If you stay away from 230v sources don't go for the eberspacher coz it guzzles amps - 8 on startup then at least 2 while blowing. Apart from this it is a good system and is much cheaper than gas, even with refillables. Our Autocruise came with Eber fitted but if I was buying new I'd get a heater with a radiant option (are they still available??)to save the batteries.
Andy


----------



## Deleted member 13859 (Nov 14, 2010)

Hi 
thanks for your reply, I'm even more confused now

tranivanman


----------



## Tbear (Nov 14, 2010)

tranivanman said:


> Hi
> thanks for your reply, I'm even more confused now
> 
> tranivanman


 
This site might help 

Rainbow Conversions - for all your motorhome needs

Then go to heaters, at least you will know what they look like and cost then. The convection heater do not need electricity but will burn lots of LPG in winter


----------



## Bernard Jones (Nov 14, 2010)

nickjvanbitz said:


> Feedback from a customer going to Norway and Finland says that as the fuel take off and pipe are not effected on his, just feel that this issue will be down to the installer routing the pipe to give it the best weather protection (bearing in mind that he was at Finland in the Winter @ -30).



eberspacher drawing fuel at -30?  Must be running on petrol or similar.  Mine would stop drawing untreated diesel at about -2C.  The van has a pump submerged in the tank, pushing the diesel through a much wider pipe to another pump on the engine.  The eberspacher only has one pump and has to suck it all the way up from the tank through a very narrow pipe.

Never rely on one - always take warm clothing as well.


----------



## NicknClair (Nov 15, 2010)

Bernard Jones said:


> eberspacher drawing fuel at -30?  Must be running on petrol or similar.  Mine would stop drawing untreated diesel at about -2C.  The van has a pump submerged in the tank, pushing the diesel through a much wider pipe to another pump on the engine.  The eberspacher only has one pump and has to suck it all the way up from the tank through a very narrow pipe.
> 
> Never rely on one - always take warm clothing as well.


 
The vehicle in question was a new style Autotrail based on the X250 Fiat. The Fuel Take-off comes direct from the sender unit, with the pipe routed direct to the heater via a dosing pump mounted in series. The routing of the hose was done in a maner of the shortest but most protected run as possible. I cannot comment if the customer put any alternative additive to the diesel in his fuel tank, but did make the point of how cold it was where he visited. 
The other piece of feedback is from a customer whom had one of the first "Retro-Fit" Dual Tops installed, whom supervise a Ski School in the Alps (again Gas being the problem in terms of consumption). They were recording temps as low as -20 deg C.

Rgs

Nick


----------



## NicknClair (Nov 15, 2010)

tranivanman said:


> Hi
> I'm in the same boat, thinking of getting a diesel night heater but dont know which way to go, Eberspacher or Webasto Thermo Top C which I think I'm right in saying heat the vehicle water rather than blown air.
> 
> Again any advice would be very welcome.
> ...


 
Thermo C "Motorcaravan" is a coolant based system, which runs to a "Silencio" Air box. This "AirBox" is a mini radiator with 2 x fans that convert the heat to warm air via 3 x 60mm air outlets.
When doing my first "MAJOR" self-build, I used the Thermo C Motorcaravan with 2 x Silencios, but also ran the coolant system through a towel rail in the bathroom (similar to the one's you can buy in B&Q etc), as you can create a mix of Wet and Air on the Heating System. 
The one thing I really loved about Thermo C is how quick it would get to temp for Shower water (using the Heat Plat exchanger Model) and the fact that whilst showering, the water would very rarely drop temperature.


----------



## jann (Nov 15, 2010)

The eberspacher is very quick heat,uses little diesel( about 5 litres a week)

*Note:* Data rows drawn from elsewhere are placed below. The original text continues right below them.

Issue #186, opened 2017-03-22
App crashes on adding a metric to favourite


pg301:
`E/AndroidRuntime: FATAL EXCEPTION: main
                  Process: org.hawkular.client.android, PID: 2860
                  java.lang.IllegalStateException: Required view 'button_menu' with ID 2131624118 for field 'menuButton' was not found. If this view is optional add '@Nullable' (fields) or '@Optional' (methods) annotation.
                      at butterknife.internal.Utils.findRequiredView(Utils.java:92)
                      at org.hawkular.client.android.adapter.FavMetricsAdapter$ViewHolder_ViewBinding.<init>(FavMetricsAdapter$ViewHolder_ViewBinding.java:24)
                      at java.lang.reflect.Constructor.newInstance0(Native Method)
                      at java.lang.reflect.Constructor.newInstance(Constructor.java:430)
                      at butterknife.ButterKnife.createBinding(ButterKnife.java:199)
                      at butterknife.ButterKnife.bind(ButterKnife.java:172)
                      at org.hawkular.client.android.adapter.FavMetricsAdapter$ViewHolder.<init>(FavMetricsAdapter.java:118)
                      at org.hawkular.client.android.adapter.FavMetricsAdapter.newView(FavMetricsAdapter.java:79)
                      at org.hawkular.client.android.adapter.BindableAdapter.getView(BindableAdapter.java:45)
                      at android.widget.AbsListView.obtainView(AbsListView.java:2363)
                      at android.widget.ListView.makeAndAddView(ListView.java:1970)
                      at android.widget.ListView.fillDown(ListView.java:704)
                      at android.widget.ListView.fillFromTop(ListView.java:765)
                      at android.widget.ListView.layoutChildren(ListView.java:1716)
                      at android.widget.AbsListView.onLayout(AbsListView.java:2162)
                      at android.view.View.layout(View.java:17637)
                      at android.view.ViewGroup.layout(ViewGroup.java:5575)
                      at android.support.v4.widget.SwipeRefreshLayout.onLayout(SwipeRefreshLayout.java:636)
                      at android.view.View.layout(View.java:17637)
                      at android.view.ViewGroup.layout(ViewGroup.java:5575)
                      at android.widget.FrameLayout.layoutChildren(FrameLayout.java:323)
                      at android.widget.FrameLayout.onLayout(FrameLayout.java:261)
                      at android.view.View.layout(View.java:17637)
[...]

PR #187, opened 2017-03-22
fixed app crash on adding a metric to favourite #186

pg301:


mobile/src/main/java/org/hawkular/client/android/adapter/FavMetricsAdapter.java
```diff
@@ -75,7 +75,7 @@ public long getItemId(int position) {
     @NonNull
     @Override
     protected View newView(LayoutInflater inflater, ViewGroup viewContainer) {
-        View view = inflater.inflate(R.layout.layout_list_item_token, viewContainer, false);
+        View view = inflater.inflate(R.layout.layout_list_item_token_with_menu, viewContainer, false);
```
KeenWarrior: Can you please also refactor file with name layout_list_item_with_menu.

KeenWarrior (changes requested):

mobile/src/main/res/layout/layout_list_item_token_with_menu.xml
```diff
@@ -0,0 +1,67 @@
...
+
+    <ImageView
+         android:id="@+id/button_menu"
+         app:srcCompat="@drawable/ic_more"
+         android:scaleType="center"
+         android:background="?attr/selectableItemBackgroundBorderless"
+         android:layout_width="48dp"
+         android:layout_height="48dp"/>
+
+</LinearLayout>
```
anant-dev: @garg-anuj @pg301 no need to create a new layout, previous layout can be easily reused. Please view issue #186 comments

pg301: @anant-dev I thought about that but then we would have to change the visibility depending on the fragment called. For eg if we are in FavMetricFragment then we don't want toggle , so we would have to set the visibility = gone for toggleswitch. I thought unnecessary calling of UI methods might be heavy on thread so I created a new list item.

anant-dev: @pg301 so we can use layout_list_item_alert for the purpose because the only difference between your newly created file and layout_list_item_alert is the id of linear layout which in the file case is data_box and your case is list_item which can easily be changed in  FavMetricFragment

anant-dev: resolved this in 5ed52795aef3f8092171f2e214dc261305b80a7f commit pls check @pg301 @garg-anuj

pg301: @anant-dev I didn't check the list_item_alert. My bad

KeenWarrior:
@pg301 You can borrow the work @anant-dev and complete this PR. 

- Refactor list_item_alert into list_item_with_menu
- Provide it in FavMetricsAdapter.java

KeenWarrior:
@pg301 you will need to rebase

KeenWarrior:
@pg301 Rebasing this branch will need more effort than work in PR. You can either reset this branch with current master and work on that to resolve this issue. Or altogether create a new branch of master

pg301:
@garg-anuj Is it ok if I make a new new PR for this issue and close the current PR.

KeenWarrior:
@pg301 Sure

pg301:
I am closing this PR since I have made a new PR addressing this issue.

But it is heavy on the battery. We have two batteries so if the first one flattens can swop to the other one


----------



## Tony Lee (Nov 15, 2010)

> to a "Silencio" Air box.



Those would be the least-aptly named devices ever put on the market. Silent my eye.

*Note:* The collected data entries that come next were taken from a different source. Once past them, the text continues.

Issue #205, opened 2017-04-14
TODOs in the code base.


m-murad:
While going through the source code, I noticed there are certain `TODOs` marked in the project. 
@pilhuhn @garg-anuj @danielpassos 
Can we discuss these.
![screen shot 2017-04-14 at 11 49 41 am](https://cloud.githubusercontent.com/assets/17262180/25035025/80a7f502-2108-11e7-9d07-216f5d8c3591.png)

I would like to send a PR for this.

pg301:
@free4murad good idea.  We both can work on it, once we discuss these tasks with @danielpassos @garg-anuj @pilhuhn

shubhamvashisht:
@pg301 @free4murad   i would like to help implementing some tasks too.  @danielpassos @garg-anuj @pilhuhn

KeenWarrior:
we can discuss on gitter

PR #208, opened 2017-04-14
View unbind() added.

m-murad:
Fixes part of #205 

please review

### DIFF
--- a/mobile/src/main/java/org/hawkular/client/android/fragment/AlertsFragment.java
+++ b/mobile/src/main/java/org/hawkular/client/android/fragment/AlertsFragment.java
@@ -56,6 +56,7 @@ import android.view.ViewGroup;
 import butterknife.BindView;
 import butterknife.ButterKnife;
 import butterknife.OnClick;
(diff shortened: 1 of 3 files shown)


mobile/src/main/java/org/hawkular/client/android/fragment/AlertsFragment.java
```diff
@@ -52,9 +32,31 @@
 import android.view.MenuItem;
 import android.view.View;
 import android.view.ViewGroup;
+
+import org.hawkular.client.android.R;
```
KeenWarrior: Reordering and reformating should be avoided with other changes

m-murad: Actually to avoid unused imports I optimised the imports.
That's how this reformation must have happened.
Will take care from now onwards

m-murad:
@garg-anuj 
I have updated the PR. 
Please check.

KeenWarrior (approved):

I bought some truly silent computer fans and chucked the screamers in the bin.

I guess the originals would have been perfect for shutting out background noise when wilding in a busy carpark, but we prefer to listen to the birds.


----------



## NicknClair (Nov 16, 2010)

Tony Lee said:


> Those would be the least-aptly named devices ever put on the market. Silent my eye.
> 
> I bought some truly silent computer fans and chucked the screamers in the bin.
> 
> I guess the originals would have been perfect for shutting out background noise when wilding in a busy carpark, but we prefer to listen to the birds.


 
Hence the reason why Webasto have modifed the way in which the Silencio's are wired with a new variable Climate control system - released Sept 2010.
You are right that when the original set-up was made, there was no way to vary the fan speed properly (slow would take ages to heat the van/moderate noise, high speed and it was a tad noisey to say the least), which Webasto acknowledged and changed the way it used these fans work in relation to the required cabin temp. Now the fans speed is fully variable to A) quiet down the noise when up to temp and B) make the system to prevent Cold Spikes in the coolant system when the old style Thermostat control all of a sudden engage the Silencio's fans. This would prevent the main Thermo Unit from having to fire-up fully and burn at a lower setting - thus less fuel used. Plus the controller is very easy to use and simplifies things.


----------



## AndyC (Nov 16, 2010)

Tony Lee said:


> Those would be the least-aptly named devices ever put on the market. Silent my eye.
> 
> I bought some truly silent computer fans and chucked the screamers in the bin.
> 
> I guess the originals would have been perfect for shutting out background noise when wilding in a busy carpark, but we prefer to listen to the birds.


What fans did you use?

I have a Webasto Thermo 90 combined with Eberspacher heater matrix boxes, the original fans were unbearably noisy so I experimented with 'silent' 120mm computer fans. The really quiet ones I tried were not powerful enough to  provide enough air flow, I currently have a couple of Xilruilian (X-Fan) RDH1225S fans fitted which are much better but not as good as the originals. They do however work well with a Maplins 12V speed controller. I want to get another one but Xilruilian fans seem to be unavailable outside the Far East at the moment so I'm looking for other suggestions.

AndyC


----------



## NicknClair (Nov 16, 2010)

AndyC said:


> What fans did you use?
> 
> I have a Webasto Thermo 90 combined with Eberspacher heater matrix boxes, the original fans were unbearably noisy so I experimented with 'silent' 120mm computer fans. The really quiet ones I tried were not powerful enough to  provide enough air flow, I currently have a couple of Xilruilian (X-Fan) RDH1225S fans fitted which are much better but not as good as the originals. They do however work well with a Maplins 12V speed controller. I want to get another one but Xilruilian fans seem to be unavailable outside the Far East at the moment so I'm looking for other suggestions.
> 
> AndyC


 
I can look to see if the Climate control module kit can be sold seperate if you wish? PM if you want me to look further into this for you.
This kit allows the fan speed to be adjusted manually or Automaticly based on the kit's thermostat controller.


----------



## Tony Lee (Nov 16, 2010)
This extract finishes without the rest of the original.